Moreover, repeating a false claim appears to sway its believability. Think about it. How often has someone sworn day and night they love you, although every fiber of your being feels mistreated. You hear sweet words often enough and end up thinking they must be true or else why would someone say them. Ditto with the news: You get falsehoods driven into your brain because you can’t imagine that they wouldn’t be said if they weren’t true. Study results revealed that repetition increased subjects’ perception of the truthfulness of false statements, even for statements they knew to be false. In studies, “. . . repetition increased the subjects’ perception of the truthfulness of false statements, even for statements they knew to be false.” Chilling.

The antidote for ferreting out truth is multi-fold. For the most part, if something sounds too good to be true, it probably is. This is the case with offers on TV, the Internet and even from friends of friends. If you’re prone toward wanting a good deal or getting something for nothing, you might be likely to fall for these scams. In terms of people, trust but verify. If you catch them lying to someone or about something, you are likely to become their next victim.

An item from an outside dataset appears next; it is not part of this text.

PR #195, opened 2023-03-13
[GOV] New `aeon` governance document.

MatthewMiddlehurst:
This PR contains changes to the governance document in the style on `Scikit-learn`, based off my opinions from #2. All of this is flexible, but I think we should cut down the size of the original document whatever we go with.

Seek out people with stellar integrity and this won’t happen. 

Also, always inquire where people get their information. Never just blithely believe what you read on social media. Comments are merely other people’s opinions. When people make statements, ask, “How do you know this? What’s your source?” Look for reliable news sources and follow as many as you can. Be honest with yourself about whether you have good critical thinking skills, and if you don’t, set about improving them.